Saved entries
┄┄┄┄┄┄┄┄┄┄┄┄┄┄┄┄┄┄┄┄
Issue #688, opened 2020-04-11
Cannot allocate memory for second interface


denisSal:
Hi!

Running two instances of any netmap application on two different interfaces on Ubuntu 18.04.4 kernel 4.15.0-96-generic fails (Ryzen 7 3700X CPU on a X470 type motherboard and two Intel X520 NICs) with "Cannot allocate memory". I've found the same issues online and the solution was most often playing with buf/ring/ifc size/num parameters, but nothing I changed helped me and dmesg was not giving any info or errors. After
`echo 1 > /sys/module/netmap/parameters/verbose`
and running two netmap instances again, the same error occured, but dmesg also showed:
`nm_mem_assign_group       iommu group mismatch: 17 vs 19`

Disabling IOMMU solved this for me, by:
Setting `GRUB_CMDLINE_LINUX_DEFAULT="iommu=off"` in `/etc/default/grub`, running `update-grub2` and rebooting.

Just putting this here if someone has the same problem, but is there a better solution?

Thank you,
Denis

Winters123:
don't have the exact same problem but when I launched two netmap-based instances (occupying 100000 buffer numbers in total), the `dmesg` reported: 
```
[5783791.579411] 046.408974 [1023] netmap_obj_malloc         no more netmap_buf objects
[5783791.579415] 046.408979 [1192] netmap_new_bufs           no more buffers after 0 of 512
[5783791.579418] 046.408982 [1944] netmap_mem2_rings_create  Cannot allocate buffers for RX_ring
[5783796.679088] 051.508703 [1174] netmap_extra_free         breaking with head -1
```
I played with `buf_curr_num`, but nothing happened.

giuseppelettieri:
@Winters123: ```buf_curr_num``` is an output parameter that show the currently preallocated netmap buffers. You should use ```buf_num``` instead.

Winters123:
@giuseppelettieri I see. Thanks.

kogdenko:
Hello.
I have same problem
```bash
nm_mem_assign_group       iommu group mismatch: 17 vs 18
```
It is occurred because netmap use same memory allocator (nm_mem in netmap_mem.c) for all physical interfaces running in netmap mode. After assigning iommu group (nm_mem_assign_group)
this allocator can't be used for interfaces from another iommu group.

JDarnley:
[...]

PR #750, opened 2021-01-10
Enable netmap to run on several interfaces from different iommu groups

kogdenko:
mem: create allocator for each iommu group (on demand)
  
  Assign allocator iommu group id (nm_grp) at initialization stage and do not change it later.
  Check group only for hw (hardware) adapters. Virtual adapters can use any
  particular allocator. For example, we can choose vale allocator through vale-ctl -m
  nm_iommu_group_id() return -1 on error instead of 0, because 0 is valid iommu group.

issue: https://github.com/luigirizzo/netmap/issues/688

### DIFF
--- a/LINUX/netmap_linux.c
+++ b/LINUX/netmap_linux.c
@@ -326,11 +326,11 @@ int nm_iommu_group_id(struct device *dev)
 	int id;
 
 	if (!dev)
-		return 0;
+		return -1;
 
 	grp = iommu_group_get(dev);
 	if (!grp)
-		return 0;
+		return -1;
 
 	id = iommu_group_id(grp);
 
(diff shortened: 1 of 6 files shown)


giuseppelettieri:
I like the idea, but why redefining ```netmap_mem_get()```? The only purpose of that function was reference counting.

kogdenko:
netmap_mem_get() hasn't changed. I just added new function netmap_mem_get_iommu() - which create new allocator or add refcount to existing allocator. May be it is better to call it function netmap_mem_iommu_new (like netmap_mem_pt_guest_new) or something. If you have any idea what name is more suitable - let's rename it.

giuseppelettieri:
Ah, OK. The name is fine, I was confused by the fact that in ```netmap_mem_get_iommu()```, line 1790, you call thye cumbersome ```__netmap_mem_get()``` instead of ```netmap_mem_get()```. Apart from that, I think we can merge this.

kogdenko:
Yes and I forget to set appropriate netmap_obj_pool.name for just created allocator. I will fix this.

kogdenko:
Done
┄┄┄┄┄┄┄┄┄┄┄┄┄┄┄┄┄┄┄┄
● What needs to be done
Among the entries above, locate the lines containing "PR #750, opened 2021-01-10" and "Assign allocator iommu", and transcribe exactly those two lines and all lines between.

● The answer
PR #750, opened 2021-01-10
Enable netmap to run on several interfaces from different iommu groups

kogdenko:
mem: create allocator for each iommu group (on demand)
  
  Assign allocator iommu group id (nm_grp) at initialization stage and do not change it later.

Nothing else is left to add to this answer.